Stedelijke coyotes zijn ongebruikelijk in zoverre dat ze terughoudend lijken om menselijk voedsel te eten, zelfs wanneer het direct beschikbaar is. Meestal houden ze vast aan hun traditionele dieet van kleine zoogdieren en vogeleieren, en ze fungeren nog steeds als roofdieren met een controlerend effect op de populaties van prooisoorten, zoals Canadese ganzen en witstaartherten, zegt natuurbioloog Stanley Gehrt van de Ohio State University.

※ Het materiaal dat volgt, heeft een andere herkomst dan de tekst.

PR #12813, opened 2018-10-30
docs: production build configuration for app-shell

mhadaily:
ng run <Project>:app-shell will not trigger production build, to trigger production build, we should explicitly pass it as an argument.


mhadaily:
@filipesilva done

Al meer dan tien jaar bestudeert Gehrt urban coyote-gedrag in Chicago en kijkt hij hoe de canids omgaan met wasberen, met vrij rondlopende katten en met elkaar. In verschillende gevallen is er minder concurrentie geweest tussen coyotes en andere roofdieren dan je zou verwachten, dankzij de overvloed aan voedsel. Diezelfde overvloed betekent soms een groter aantal roofdieren die in het gebied wonen.

“Een van de kenmerken van het stedelijke systeem is het ontbreken van grotere roofdieren. Die echt belangrijke ecosysteemfunctie ontbrak tot de coyote zijn intrek nam, 'zegt Gehrt. Coyotes zijn bijzonder goed in het maken van hun weg naar stedelijke omgevingen, in vergelijking met andere grote carnivoren zoals bergleeuwen of beren, omdat ze leren hoe ze rond wegen en verkeerspatronen moeten werken, zegt Gehrt.

Wat dit allemaal betekent, is dat coyotes, vossen, wasberen, buidelratten en andere roofdieren zich in het stadsleven hebben gevestigd en niet snel zullen vertrekken. Dat is de reden waarom Drake en anderen burgerwetenschappers hebben ingeschakeld in hun inspanningen om coyotes en andere roofdieren te bestuderen. Het gaat net zo goed over het informeren van het publiek als over het verzamelen van gegevens.

Natuurlijk zijn er kosten verbonden aan het leven in de nabijheid van dieren in het wild, of het nu gaat om de vernietiging van een liefdevol onderhouden tuin of de dood van een huisdier. Onderzoek suggereert ook dat meer contact met dieren in het wild het risico op zoönotische ziekten zoals ebola of vogelgriep verhoogt, die van dieren op mensen springen. Maar we zullen de omvang van de problemen en de voordelen niet weten, tenzij er meer middelen worden gebruikt om te kijken naar het onderbestudeerde rijk van de stedelijke fauna. Het relatief nieuwe veld is deels verwaarloosd omdat onderzoek naar dieren in het wild vaak wordt gefinancierd door jacht- en wildverenigingen, zegt Gehrt.

Met ongeveer 85 procent van de Amerikanen die in stedelijke gebieden wonen, is de kans groot dat ze in de betonnen jungle wildlife tegenkomen. We moeten begrijpen hoe normaal gedrag eruitziet versus het gedrag van een ziek dier. En als het dier zich regelmatig gedraagt, moeten we kunnen genieten van de ervaring ze te zien in plaats van angst te voelen. "De manier waarop deze dieren in stedelijke gebieden leven, is veel anders dan hoe ze op het platteland leven, " zegt Drake.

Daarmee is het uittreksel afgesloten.